§ AIM OF THE EXERCISE
How many lines in this data contain the string "bias"? Reply with the number only.

§ RECORDS

PR #241, opened 2021-07-06
Implements `hash_to_curve` and samples generators for BLS12-377 and BW6-761

### LINKED ISSUE #164: [Bug] Fix Bls12-377 scalar group generator
## 🐛 Bug Report

Cross referencing https://github.com/arkworks-rs/curves/pull/60

```
Previously we used 11 as a generator, which has order (p-1)/35.

Now we use 22, which has the right order.

Fixed the two-adic root of unity in accordance with the new generator.
```

howardwu:
## Motivation

This PR implements Blake2Xs and uses it to implement `hash_to_curve`. The generators for BLS12-377 and BW6-761 are sampled and updated using `try_hash_to_curve`.

Unit tests checking the correspondence between the input message and generated point, as well as the BigInteger representation are provided.

This PR fixes #164, closing the loop on the BLS12-377 generator bug.


howardwu:
There is a bug in the `fmt::Display` implementation of `BigInteger*`.

howardwu:
Closes #164

algorithms/src/hash_to_curve/hash_to_curve.rs
```diff
@@ -0,0 +1,83 @@
...
+/// Executes one round of hash-to-curve and returns a generator on success.
+#[inline]
+pub fn hash_to_curve<G: AffineCurve, const XOF_DIGEST_LENGTH: u16>(input: &str) -> Option<G> {
+    debug_assert!(G::SERIALIZED_SIZE > 0);
+    debug_assert!(G::SERIALIZED_SIZE <= XOF_DIGEST_LENGTH as usize);
+    debug_assert!(XOF_DIGEST_LENGTH % 32 == 0);
+    debug_assert!(XOF_DIGEST_LENGTH as usize - G::SERIALIZED_SIZE < 32);
+
+    // The number of Blake2Xs invocations needed.
+    let num_rounds: u16 = match G::SERIALIZED_SIZE % 32 > 0 {
```
kobigurk, line 50: Can simplify using '(x+y-1)/y'

curves/src/bls12_377/g1.rs
```diff
@@ -67,30 +67,38 @@ impl ShortWeierstrassParameters for Bls12_377G1Parameters {
     }
 }
 
+///
 /// G1_GENERATOR_X =
-/// 81937999373150964239938255573465948239988671502647976594219695644855304257327692006745978603320413799295628339695
+/// 180626689152567938232604559698399306213229526488826235533375072902470977089128486884883292831560455202598472059967
```
kobigurk, line 72: Why has this changed?

Or, if considering changing, how about deriving it in a nothing up your sleeve manner? Like taking the minimal x value that gives a valid point?

(I see that it was like that and was removed! Curious why?)

algorithms/src/prf/blake2xs.rs
```diff
@@ -0,0 +1,344 @@
...
+            // Offset 24 - Personalization
+            u32::from_le_bytes([PERSONALIZATION as u8, (PERSONALIZATION >> 8) as u8, (PERSONALIZATION >> 16) as u8, (PERSONALIZATION >> 24) as u8]),
+            // Offset 24 - Personalization (continued)
+            u32::from_le_bytes([(PERSONALIZATION >> 32) as u8, (PERSONALIZATION >> 40) as u8, (PERSONALIZATION >> 48) as u8, (PERSONALIZATION >> 56) as u8]),
+        ]
+    }
+}
+
+#[cfg(test)]
+mod tests {
```
kobigurk, line 152: Reference test vectors available here: https://raw.githubusercontent.com/BLAKE2/BLAKE2/master/testvectors/blake2-kat.json

algorithms/src/hash_to_curve/hash_to_curve.rs
```diff
@@ -0,0 +1,83 @@
...
+        true => ((G::SERIALIZED_SIZE / 32) + 1) as u16,
+        false => (G::SERIALIZED_SIZE / 32) as u16,
+    };
+    debug_assert!(num_rounds > 0);
+
+    // Compute the digest for sampling the generator.
+    let mut digest = Vec::with_capacity(XOF_DIGEST_LENGTH as usize);
+    for offset in 0..num_rounds {
```
kobigurk, line 58: This is not exactly blake2xs since it's missing the inner hash. If it's not too harsh on the cost (or if the input is larger than 512 bits anyway), might be worth just implementing it exactly as blake2xs. If not, it's worth noting that it's a bit different somewhere and inspired by blake2xs rather than exactly it.

kobigurk (changes requested):

curves/src/bls12_377/g1.rs
howardwu: This is derived from the impl of `hash_to_curve` in this PR, with tests in `snarkvm-algorithms/hash_to_curve` confirming the new generator matches the input message.

As to why we changed this one, it's mainly to be generated uniformly with  BLS12-377 G2, BW6-761 G1 and G2, which didn't have a corresponding "increment from 0" generator.

algorithms/src/hash_to_curve/hash_to_curve.rs
howardwu: Good catch! Thank you :)

algorithms/src/prf/blake2xs.rs
howardwu: Thanks! Added the test vectors to the unit tests

algorithms/src/hash_to_curve/hash_to_curve.rs
howardwu: Reimplemented with blake2xs proper!

emmorais (approved):

algorithms/src/hash_to_curve/hash_to_curve.rs
```diff
@@ -0,0 +1,59 @@
...
+    debug_assert!(G::SERIALIZED_SIZE > 0);
+
+    // Compute the digest for sampling the generator.
+    let digest = Blake2Xs::evaluate(input.as_bytes(), G::SERIALIZED_SIZE as u16, "AleoHtC0".as_bytes());
+    debug_assert!(digest.len() == G::SERIALIZED_SIZE);
+
+    // Attempt to use the digest to derive a generator.
+    G::from_random_bytes(&digest).and_then(|g| {
+        debug_assert!(g.is_on_curve());
+        debug_assert!(!g.is_in_correct_subgroup_assuming_on_curve());
```
howardwu, line 48:
```suggestion
```

algorithms/src/encoding/elligator2.rs
```diff
@@ -61,7 +61,7 @@ impl<P: MontgomeryParameters + TwistedEdwardsParameters, G: Group + ProjectiveCu
             let r = input;
 
             // Let u = D.
-            // TODO (howardwu): change to 11.
+            // TODO (howardwu): CRITICAL - change to 11, confirm in gadget impl as well.
```
Pratyush, line 64: Why 11?

algorithms/src/hash_to_curve/hash_to_curve.rs
```diff
@@ -0,0 +1,58 @@
...
+        // Construct a new message.
+        let message = format!("{} in {}", input, k);
+
+        // Output the generator if a valid generator was found.
+        if let Some(g) = hash_to_curve::<G>(&message) {
+            return Some((g, message, k));
+        }
+    }
+    None
+}
```
Pratyush, line 34: Do we expect in practice that we don't find a curve point within 8 * 32 iterations? Also, why is `8 * SERIALIZED_SIZE` a good number?

algorithms/src/hash_to_curve/hash_to_curve.rs
```diff
@@ -0,0 +1,58 @@
...
+
+/// Executes one round of hash-to-curve and returns a generator on success.
+#[inline]
+pub fn hash_to_curve<G: AffineCurve>(input: &str) -> Option<G> {
```
Pratyush, line 38: I would expect the names to be swapped; this method should be called `try_hash_to_curve`, and the other should be called  `hash_to_curve`.

algorithms/src/hash_to_curve/hash_to_curve.rs
howardwu: I believe the standard assumption is to find a solution within `k` bits iterations where `k := log2(modulus)`

howardwu: "To control bias, hash_to_field instead uses random integers whose
   length is at least ceil(log2(p)) + k bits, where k is the target
   security level for the suite in bits.  Reducing such integers mod p
   gives bias at most 2^-k for any p; this bias is appropriate when
   targeting k-bit security.
"
From Section 5.1 in https://datatracker.ietf.org/doc/draft-irtf-cfrg-hash-to-curve/

algorithms/src/hash_to_curve/hash_to_curve.rs
```diff
@@ -0,0 +1,58 @@
...
+
+    // Attempt to use the digest to derive a generator.
+    G::from_random_bytes(&digest).and_then(|g| {
+        debug_assert!(g.is_on_curve());
+
+        let g = g.mul_by_cofactor();
+        debug_assert!(g.is_on_curve());
+        debug_assert!(g.is_in_correct_subgroup_assuming_on_curve());
+
+        match !g.is_zero() {
```
Pratyush, line 53:
```suggestion
        (!g.is_zero()).then(|| Some(g))
```

curves/src/bls12_377/fr.rs
```diff
@@ -55,21 +55,12 @@ impl FftParameters for FrParameters {
...
     #[rustfmt::skip]
     const TWO_ADIC_ROOT_OF_UNITY: BigInteger = BigInteger([
-        0x3c3d3ca739381fb2,
-        0x9a14cda3ec99772b,
-        0xd7aacc7c59724826,
-        0xd1ba211c5cc349c,
+        12646347781564978760u64,
+        6783048705277173164u64,
+        268534165941069093u64,
+        1121515446318641358u64,
```
Pratyush, line 63: This is 22?

algorithms/src/hash_to_curve/hash_to_curve.rs
Pratyush: I would use `BaseField::MODULUS_BITS` in that case

algorithms/src/hash_to_curve/hash_to_curve.rs
howardwu: Switching them now!

algorithms/src/hash_to_curve/hash_to_curve.rs
Pratyush: From reading the PR, and based on the rejection probability in each iteration, I think we can just set the upper bound to some number like 128 or 256.

howardwu: Discussed offline, will use a for loop to `128` and `panic!` on failure

algorithms/src/hash_to_curve/hash_to_curve.rs
howardwu: Added with correct usage, thanks!

curves/src/bls12_377/fr.rs
howardwu: The `GENERATOR` is 22, however the `TWO_ADIC_ROOT_OF_UNITY` is 8065159656716812877374967518403273466521432693661810619979959746626482506078.

Here is the Sage output:
```
2-adic gen (g2 % q):  8065159656716812877374967518403273466521432693661810619979959746626482506078
2-adic gen (g2 * R % q):  7039866554349711480672062101017509031917008525101396696252683426045173093960
2-adic gen into_chunks(g2 * R % q):  [12646347781564978760, 6783048705277173164, 268534165941069093, 1121515446318641358]
```

howardwu: I've added comments to the const declaration to clarify this

weikengchen (approved):
The code looks good.

I personally prefer more constant-time hashing-to-curve, since random point searching has a probability of failure (though negligible) and can sometimes be slow. 

But implementing those maps, especially efficiently, is hard and burdensome. I support the Blake2xs approach.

§ WRITTEN RESPONSE
2